Cintya formou-se em jornalismo e trabalhou em gestão de recursos humanos, de onde passou para a gestão de projectos nos sectores público e privado. Quando ainda estava a viver em Madrid, decidiu mudar-se para Lisboa e candidatar-te a um doutoramento em teatro, no Centro de Estudos de Teatro, da Faculdade de Letras da Universidade de Lisboa. O doutoramento era “um sonho”, o teatro uma “paixão” e então surgiu a vontade de perceber como é que as pessoas cegas habitam este mundo. “É uma chave muito importante pensar que um espaço público como o teatro, na raiz do seu nome (theatrum), significa lugar de onde se vê ou onde se vai para ver. O que faz uma pessoa que não vê num lugar desses?”, questiona-se a investigadora brasileira à Time Out.
Depois, veio a vontade de fazer a diferença e, mais do que um estudo sobre as artes performativas, Cintya queria focar-se nas pessoas. “Não é um livro sobre inclusão, é o primeiro livro em língua portuguesa sobre a experiência da pessoa cega em espectáculos de teatro e é o primeiro doutoramento em Portugal sobre a cegueira no teatro”. A investigação começou em 2019 e, ao longo de quatro anos, desdobrou-se em várias fases.
Primeiro, o trabalho de campo. Para entender como é que as pessoas cegas se moviam e comportavam no teatro, a autora começou por frequentar dois teatros no centro da cidade – o São Luiz e o Teatro Nacional D. Maria II – e, depois, sessões com audiodescrição dos espectáculos. “Era muito importante estar em dois espaços públicos, já que eu trabalhava com a ideia de que teatro é um espaço público, um espaço da vida pública, de encontro social, algo que até devia ser cada vez mais. E é a única arte onde o encontro com o artista é ao vivo, o que permite que o teatro seja um laboratório de comportamento humano”, explica. Daqui, ficou a perceber “quem entra, quem é conhecido, quem vai para ver o espectáculo, quem vai para ser visto”, e como se comporta a pessoa cega quando entra nestes dois espaços.
Foi assim que identificou sete pessoas com a deficiência, de diferentes áreas profissionais, que, com a ajuda da Associação Olhar Activo de Sintra, se juntaram à investigação. Para Cintya, revelou-se importante trabalhar em torno de dinâmicas de grupo. Aliás, chegou a desenvolver a Oficina da Diferença, encontros entre artistas, cegos ou não, que contou com a participação de Raquel André e Aliu Baio, a criadora e o músico que assinam o espectáculo Belonging / E di / Pertenencia / Zugehörigkeit / Pertença / 絆 (em cena até 17 de Novembro no São Luiz).

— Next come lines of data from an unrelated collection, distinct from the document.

PR #9435, opened 2016-01-13
(CE-3212) Change SWM tracking to also send events to GA

Grunny:
Change SWM tracking to also send events to GA in addition to DW.


lukaszkonieczny:
LGTM

PR #9436, opened 2016-01-13
(CE-3225) Redirect Special:Top and Special:WikiStats to Insights

Grunny:
This was previously done for the original Insights extension but the
changes didn't make it into InsightsV2.


lukaszkonieczny:
LGTM

PR #9437, opened 2016-01-13
PLATFORM-1734: i18n for Content Moderator and Discussion Moderator

macbre:
Extends #9297


macbre:
Backported to preview in 90432b9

Ao longo dos quatro anos de investigação, Cintya foi percebendo como a realidade de quem vive com cegueira é, inevitavelmente, incomparável à de quem vê, até porque tudo o que nos rodeia é pautado em função de uma vivência normativa. “O poder de não ver é poder absorver, mas absorver com o sistema háptico, que não é só o tacto, também é o que está em volta. Eles têm uma espécie de percepção holística, que nós também temos, mas que perdemos devido ao monopólio da visão”. E, no que toca à criação artística, “só é possível criar algo novo a partir de uma relação que é de amor por algo, a partir da diferença. Então, o poder de não ver também é esse poder de deixar o corpo falar mais do que aquilo que a mente acha que vê”, acredita.

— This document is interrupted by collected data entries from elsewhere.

PR #9720, opened 2016-02-16
[PLATFORM-1483] User permissions lib

jcellary:
This PR is centralizing permission handling inside of media wiki, so that later on we can move that logic to the user permissions service.

For that purpose a new permission service lib has been introduced (similarly to user preferences) and all logic from the User class is moved to the lib. Methods in the User class now only serve as a proxy. 

From an altered lines perspective most of changes are moving permission definition to a single file located in config repo.

This PR needs to be merged together with https://github.com/Wikia/config/pull/1620


extensions/wikia/SpecialBatchUserRights/SpecialBatchUserRights.php
```diff
@@ -42,6 +49,17 @@ public function __construct() {
...
+	 * @return UserPermissions
+	 */
+	private function userPermissions() {
+		if ( is_null( $this->permissionsService ) ) {
+			$this->permissionsService = Injector::getInjector()->get( PermissionsService::class );
+		}
+
+		return $this->permissionsService;
+	}
+
```
macbre: This one is repeated in quite a few places. Let's consider introducing a trait that will provide `userPermissions` method.

extensions/3rdparty/LyricWiki/Hook_PreventBlanking.php
```diff
@@ -3,8 +3,6 @@
 require_once 'extras.php';
 
 $wgHooks['EditFilter'][] = 'stopBlanking';
-$wgAvailableRights[] = 'allowedtoblank';
-$wgGroupPermissions['sysop']['allowedtoblank'] = true;
 $wgExtensionMessagesFiles["PreventBlanking"] = "$LW/Hook_PreventBlanking.i18n.php";
```
wladekb, line 6: If you are removing the rights, is this still in use?

extensions/3rdparty/LyricWiki/LyricFind/LyricFind.setup.php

Por outro lado, quando se vai assistir a uma peça de teatro, as questões da acessibilidade, ou a falta dela, têm de ser pensadas, idealmente na hora da criação e não apenas como um complemento. “Se quem cria considerasse que existe uma condição humana que nos faz todos diferentes, a própria criação poderia ser mais acessível, sem que tivesse de depois acoplar um acessório, que pode ser uma interferência na mediação. O teatro é essa possibilidade de estar ali, sem mediação com o artista”, pensa a investigadora. A propósito da acessibilidade nos espectáculos do São Luiz, a directora executiva Ana Rita Osório também partilha da mesma opinião – de que a criação tem de passar por aqui.
No sábado, a partir das 16.00, o lançamento de Theasthai: O poder de não ver vai contar com a participação de Cintya, de Marcos Barbosa, director da Escola do Largo, Hélder Bértolo, biofísico e neurocientista, e os artistas Raquel André, Aliu Baio, e a actriz Inês Gonçalves. O público terá ainda a oportunidade de experienciar, durante um período de tempo, o que é ser cego.